Work task:
Search the records below for the word "them". Copy each line where it occurs.

━━━━━ Exercise inputs ━━━━━

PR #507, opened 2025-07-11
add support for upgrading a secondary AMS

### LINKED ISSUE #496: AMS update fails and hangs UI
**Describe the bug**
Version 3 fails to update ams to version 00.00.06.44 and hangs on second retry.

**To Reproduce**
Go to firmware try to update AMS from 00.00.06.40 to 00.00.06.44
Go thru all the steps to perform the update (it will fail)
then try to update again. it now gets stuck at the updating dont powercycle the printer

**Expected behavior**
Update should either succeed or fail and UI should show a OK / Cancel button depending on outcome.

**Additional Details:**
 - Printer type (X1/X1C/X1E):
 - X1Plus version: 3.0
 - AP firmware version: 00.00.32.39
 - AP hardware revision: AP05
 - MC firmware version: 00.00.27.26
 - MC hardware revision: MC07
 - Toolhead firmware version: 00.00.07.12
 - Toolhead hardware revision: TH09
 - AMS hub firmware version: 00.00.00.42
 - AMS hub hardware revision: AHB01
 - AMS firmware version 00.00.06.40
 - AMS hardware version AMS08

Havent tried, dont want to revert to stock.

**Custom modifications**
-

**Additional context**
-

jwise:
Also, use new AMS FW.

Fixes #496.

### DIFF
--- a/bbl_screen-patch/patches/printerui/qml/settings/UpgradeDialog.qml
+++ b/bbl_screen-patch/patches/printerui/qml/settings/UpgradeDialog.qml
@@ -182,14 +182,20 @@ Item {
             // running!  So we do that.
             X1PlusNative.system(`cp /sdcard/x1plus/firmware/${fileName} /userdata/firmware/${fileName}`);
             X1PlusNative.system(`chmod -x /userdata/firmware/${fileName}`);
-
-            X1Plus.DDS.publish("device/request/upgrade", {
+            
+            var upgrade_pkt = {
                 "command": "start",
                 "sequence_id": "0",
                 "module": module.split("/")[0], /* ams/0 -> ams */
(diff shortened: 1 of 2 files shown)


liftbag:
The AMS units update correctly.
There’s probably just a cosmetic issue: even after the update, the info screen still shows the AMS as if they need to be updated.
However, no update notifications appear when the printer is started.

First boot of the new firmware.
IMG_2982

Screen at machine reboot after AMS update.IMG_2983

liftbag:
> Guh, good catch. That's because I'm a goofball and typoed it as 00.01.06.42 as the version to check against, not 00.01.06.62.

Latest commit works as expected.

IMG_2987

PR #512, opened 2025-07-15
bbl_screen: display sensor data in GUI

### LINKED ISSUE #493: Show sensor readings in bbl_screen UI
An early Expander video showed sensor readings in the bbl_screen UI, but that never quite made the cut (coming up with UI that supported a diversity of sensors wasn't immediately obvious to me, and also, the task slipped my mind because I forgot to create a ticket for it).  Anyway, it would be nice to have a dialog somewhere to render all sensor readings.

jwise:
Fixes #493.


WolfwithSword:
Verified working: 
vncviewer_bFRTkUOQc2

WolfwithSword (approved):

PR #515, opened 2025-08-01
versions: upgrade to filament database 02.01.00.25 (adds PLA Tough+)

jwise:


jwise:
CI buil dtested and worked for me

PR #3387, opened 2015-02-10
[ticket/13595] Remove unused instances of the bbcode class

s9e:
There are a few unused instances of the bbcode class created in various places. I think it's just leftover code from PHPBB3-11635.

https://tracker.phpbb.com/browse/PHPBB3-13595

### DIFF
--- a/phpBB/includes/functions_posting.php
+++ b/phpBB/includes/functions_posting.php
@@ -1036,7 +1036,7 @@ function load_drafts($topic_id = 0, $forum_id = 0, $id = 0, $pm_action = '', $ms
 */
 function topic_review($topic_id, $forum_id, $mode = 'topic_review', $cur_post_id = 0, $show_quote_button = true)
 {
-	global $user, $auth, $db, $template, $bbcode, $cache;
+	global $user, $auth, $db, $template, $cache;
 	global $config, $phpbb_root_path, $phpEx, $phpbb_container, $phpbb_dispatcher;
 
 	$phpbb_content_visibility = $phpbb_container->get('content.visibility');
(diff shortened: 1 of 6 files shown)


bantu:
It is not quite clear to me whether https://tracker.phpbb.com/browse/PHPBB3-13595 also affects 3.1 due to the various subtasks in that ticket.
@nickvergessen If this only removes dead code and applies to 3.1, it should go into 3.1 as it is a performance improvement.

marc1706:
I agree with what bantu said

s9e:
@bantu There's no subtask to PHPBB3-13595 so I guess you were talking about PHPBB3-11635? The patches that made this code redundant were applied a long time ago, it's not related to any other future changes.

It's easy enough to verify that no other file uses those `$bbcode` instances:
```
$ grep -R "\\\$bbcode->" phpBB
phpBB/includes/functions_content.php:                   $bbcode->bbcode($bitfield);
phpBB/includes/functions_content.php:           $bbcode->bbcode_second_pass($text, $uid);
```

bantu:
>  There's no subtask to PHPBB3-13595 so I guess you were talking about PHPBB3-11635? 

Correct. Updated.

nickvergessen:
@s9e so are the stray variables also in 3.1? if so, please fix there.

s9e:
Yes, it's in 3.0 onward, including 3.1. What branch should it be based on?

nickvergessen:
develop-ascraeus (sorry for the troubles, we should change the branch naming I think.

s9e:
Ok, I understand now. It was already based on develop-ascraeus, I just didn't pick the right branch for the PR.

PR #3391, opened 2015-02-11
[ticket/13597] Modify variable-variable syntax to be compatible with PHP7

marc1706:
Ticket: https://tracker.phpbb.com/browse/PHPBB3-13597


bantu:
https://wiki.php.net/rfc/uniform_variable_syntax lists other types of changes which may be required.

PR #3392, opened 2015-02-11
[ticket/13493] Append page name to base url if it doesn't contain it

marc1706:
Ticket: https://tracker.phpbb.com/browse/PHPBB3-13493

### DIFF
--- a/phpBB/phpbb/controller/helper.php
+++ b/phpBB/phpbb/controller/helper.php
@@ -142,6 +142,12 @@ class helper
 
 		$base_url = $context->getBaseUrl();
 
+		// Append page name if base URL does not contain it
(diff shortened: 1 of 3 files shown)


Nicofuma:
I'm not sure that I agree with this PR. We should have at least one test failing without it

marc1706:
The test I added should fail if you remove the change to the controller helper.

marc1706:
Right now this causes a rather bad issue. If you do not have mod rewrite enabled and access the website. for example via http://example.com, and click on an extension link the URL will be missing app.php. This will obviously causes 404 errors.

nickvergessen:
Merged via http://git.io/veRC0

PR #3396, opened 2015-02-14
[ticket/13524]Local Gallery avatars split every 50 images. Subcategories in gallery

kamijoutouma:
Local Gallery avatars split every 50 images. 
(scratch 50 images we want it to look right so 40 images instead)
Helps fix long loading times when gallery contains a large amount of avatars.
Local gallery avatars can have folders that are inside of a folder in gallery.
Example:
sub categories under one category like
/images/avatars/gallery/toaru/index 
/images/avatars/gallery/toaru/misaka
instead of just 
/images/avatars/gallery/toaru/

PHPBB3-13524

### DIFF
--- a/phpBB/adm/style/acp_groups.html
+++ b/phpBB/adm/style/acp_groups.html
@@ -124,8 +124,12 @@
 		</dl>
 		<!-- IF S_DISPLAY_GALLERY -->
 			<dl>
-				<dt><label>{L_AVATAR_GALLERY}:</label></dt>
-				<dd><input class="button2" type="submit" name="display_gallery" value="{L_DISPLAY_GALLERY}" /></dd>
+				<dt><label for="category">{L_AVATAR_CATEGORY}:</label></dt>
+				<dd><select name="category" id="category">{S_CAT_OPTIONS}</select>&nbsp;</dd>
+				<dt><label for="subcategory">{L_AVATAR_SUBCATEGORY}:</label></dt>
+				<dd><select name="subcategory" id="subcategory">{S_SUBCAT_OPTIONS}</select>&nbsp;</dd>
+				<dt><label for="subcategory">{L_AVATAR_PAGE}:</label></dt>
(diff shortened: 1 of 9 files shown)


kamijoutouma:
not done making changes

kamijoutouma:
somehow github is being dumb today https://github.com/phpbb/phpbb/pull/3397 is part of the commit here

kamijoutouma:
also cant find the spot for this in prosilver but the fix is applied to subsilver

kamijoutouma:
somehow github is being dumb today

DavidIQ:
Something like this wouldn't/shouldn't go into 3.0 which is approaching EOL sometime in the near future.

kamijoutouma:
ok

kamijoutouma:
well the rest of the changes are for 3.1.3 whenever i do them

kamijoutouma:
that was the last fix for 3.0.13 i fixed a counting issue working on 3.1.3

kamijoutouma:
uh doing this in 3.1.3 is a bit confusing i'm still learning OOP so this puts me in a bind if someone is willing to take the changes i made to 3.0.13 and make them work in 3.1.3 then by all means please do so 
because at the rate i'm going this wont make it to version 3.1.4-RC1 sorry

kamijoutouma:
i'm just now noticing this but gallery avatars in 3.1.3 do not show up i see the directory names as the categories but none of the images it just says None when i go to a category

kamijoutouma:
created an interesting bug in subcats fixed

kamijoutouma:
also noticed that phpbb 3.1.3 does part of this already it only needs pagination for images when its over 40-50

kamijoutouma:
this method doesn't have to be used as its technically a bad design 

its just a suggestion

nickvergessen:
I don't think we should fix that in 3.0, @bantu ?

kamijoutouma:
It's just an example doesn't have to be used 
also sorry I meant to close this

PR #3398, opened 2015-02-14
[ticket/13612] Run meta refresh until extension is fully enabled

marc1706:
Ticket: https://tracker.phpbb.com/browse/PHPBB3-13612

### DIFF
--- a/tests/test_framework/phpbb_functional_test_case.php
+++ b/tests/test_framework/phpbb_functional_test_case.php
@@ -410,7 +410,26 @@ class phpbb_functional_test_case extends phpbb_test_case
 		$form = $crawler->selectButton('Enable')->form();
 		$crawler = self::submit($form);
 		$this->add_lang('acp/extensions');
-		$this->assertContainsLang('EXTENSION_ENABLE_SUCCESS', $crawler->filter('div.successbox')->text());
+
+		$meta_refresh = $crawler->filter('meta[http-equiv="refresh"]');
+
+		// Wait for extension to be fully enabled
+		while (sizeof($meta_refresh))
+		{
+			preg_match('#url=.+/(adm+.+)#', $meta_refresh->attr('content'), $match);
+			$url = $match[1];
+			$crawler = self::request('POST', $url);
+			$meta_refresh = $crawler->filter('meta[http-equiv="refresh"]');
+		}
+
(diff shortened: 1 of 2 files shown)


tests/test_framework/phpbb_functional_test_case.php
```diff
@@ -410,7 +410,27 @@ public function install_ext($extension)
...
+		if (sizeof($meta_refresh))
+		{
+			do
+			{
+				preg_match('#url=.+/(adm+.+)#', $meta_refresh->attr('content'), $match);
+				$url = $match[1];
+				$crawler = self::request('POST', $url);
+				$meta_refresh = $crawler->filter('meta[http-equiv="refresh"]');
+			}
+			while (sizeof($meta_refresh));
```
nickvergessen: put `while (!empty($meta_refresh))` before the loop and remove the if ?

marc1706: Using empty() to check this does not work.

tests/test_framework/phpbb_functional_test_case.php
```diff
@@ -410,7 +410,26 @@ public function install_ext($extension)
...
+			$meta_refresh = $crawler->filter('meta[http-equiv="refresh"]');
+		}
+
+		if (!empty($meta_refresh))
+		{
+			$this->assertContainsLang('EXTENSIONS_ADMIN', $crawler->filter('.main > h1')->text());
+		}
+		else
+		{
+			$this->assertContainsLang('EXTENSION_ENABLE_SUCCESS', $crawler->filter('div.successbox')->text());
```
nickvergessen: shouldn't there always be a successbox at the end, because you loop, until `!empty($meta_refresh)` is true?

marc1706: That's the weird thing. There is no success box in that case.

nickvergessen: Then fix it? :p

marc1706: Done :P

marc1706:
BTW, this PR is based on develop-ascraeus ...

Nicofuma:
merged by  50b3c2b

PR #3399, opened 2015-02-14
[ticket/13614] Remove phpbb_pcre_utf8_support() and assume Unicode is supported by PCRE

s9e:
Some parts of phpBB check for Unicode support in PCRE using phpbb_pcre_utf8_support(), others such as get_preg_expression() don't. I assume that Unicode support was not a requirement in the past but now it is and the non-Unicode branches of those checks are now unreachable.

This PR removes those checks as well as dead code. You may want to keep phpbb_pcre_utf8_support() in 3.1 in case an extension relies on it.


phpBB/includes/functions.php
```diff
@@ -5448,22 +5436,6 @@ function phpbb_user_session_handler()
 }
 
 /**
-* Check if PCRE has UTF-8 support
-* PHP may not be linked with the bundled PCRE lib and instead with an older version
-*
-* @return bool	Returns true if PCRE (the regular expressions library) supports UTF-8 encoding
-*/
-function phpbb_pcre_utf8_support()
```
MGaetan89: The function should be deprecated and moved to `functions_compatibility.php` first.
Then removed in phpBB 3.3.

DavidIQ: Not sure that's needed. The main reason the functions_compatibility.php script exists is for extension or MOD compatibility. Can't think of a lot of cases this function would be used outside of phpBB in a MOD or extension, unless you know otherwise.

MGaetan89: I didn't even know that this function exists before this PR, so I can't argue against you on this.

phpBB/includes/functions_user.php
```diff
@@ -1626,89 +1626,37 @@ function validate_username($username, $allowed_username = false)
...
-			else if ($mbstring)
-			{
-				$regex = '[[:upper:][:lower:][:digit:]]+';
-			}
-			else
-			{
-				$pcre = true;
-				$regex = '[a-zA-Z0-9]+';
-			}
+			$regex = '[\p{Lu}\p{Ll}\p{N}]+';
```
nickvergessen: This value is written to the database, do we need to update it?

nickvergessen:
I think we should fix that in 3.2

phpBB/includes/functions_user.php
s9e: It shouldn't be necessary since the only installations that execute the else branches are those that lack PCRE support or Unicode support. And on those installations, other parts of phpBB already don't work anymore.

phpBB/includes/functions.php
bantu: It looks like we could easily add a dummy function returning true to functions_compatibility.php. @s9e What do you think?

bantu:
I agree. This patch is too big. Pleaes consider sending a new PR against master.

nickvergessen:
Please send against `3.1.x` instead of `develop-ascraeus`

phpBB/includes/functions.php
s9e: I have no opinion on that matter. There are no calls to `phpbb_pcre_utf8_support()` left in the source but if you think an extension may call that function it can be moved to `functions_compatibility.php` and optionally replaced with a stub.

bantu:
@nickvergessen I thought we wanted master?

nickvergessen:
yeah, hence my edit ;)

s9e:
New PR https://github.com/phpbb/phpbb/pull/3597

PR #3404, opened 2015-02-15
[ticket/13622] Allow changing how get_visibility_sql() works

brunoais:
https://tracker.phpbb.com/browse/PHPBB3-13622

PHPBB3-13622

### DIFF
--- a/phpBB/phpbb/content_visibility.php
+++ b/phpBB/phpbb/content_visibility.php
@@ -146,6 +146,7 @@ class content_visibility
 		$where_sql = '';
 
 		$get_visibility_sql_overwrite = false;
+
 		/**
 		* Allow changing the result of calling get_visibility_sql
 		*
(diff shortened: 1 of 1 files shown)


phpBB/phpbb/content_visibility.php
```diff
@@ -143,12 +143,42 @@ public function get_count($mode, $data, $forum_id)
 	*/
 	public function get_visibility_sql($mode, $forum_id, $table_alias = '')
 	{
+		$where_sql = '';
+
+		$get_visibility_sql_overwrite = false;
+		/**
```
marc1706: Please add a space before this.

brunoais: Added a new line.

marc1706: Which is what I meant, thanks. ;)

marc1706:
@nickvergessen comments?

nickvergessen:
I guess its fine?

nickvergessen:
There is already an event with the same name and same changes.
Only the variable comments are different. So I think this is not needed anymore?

━━━━━

Response to the task:
well the rest of the changes are for 3.1.3 whenever i do them
uh doing this in 3.1.3 is a bit confusing i'm still learning OOP so this puts me in a bind if someone is willing to take the changes i made to 3.0.13 and make them work in 3.1.3 then by all means please do so 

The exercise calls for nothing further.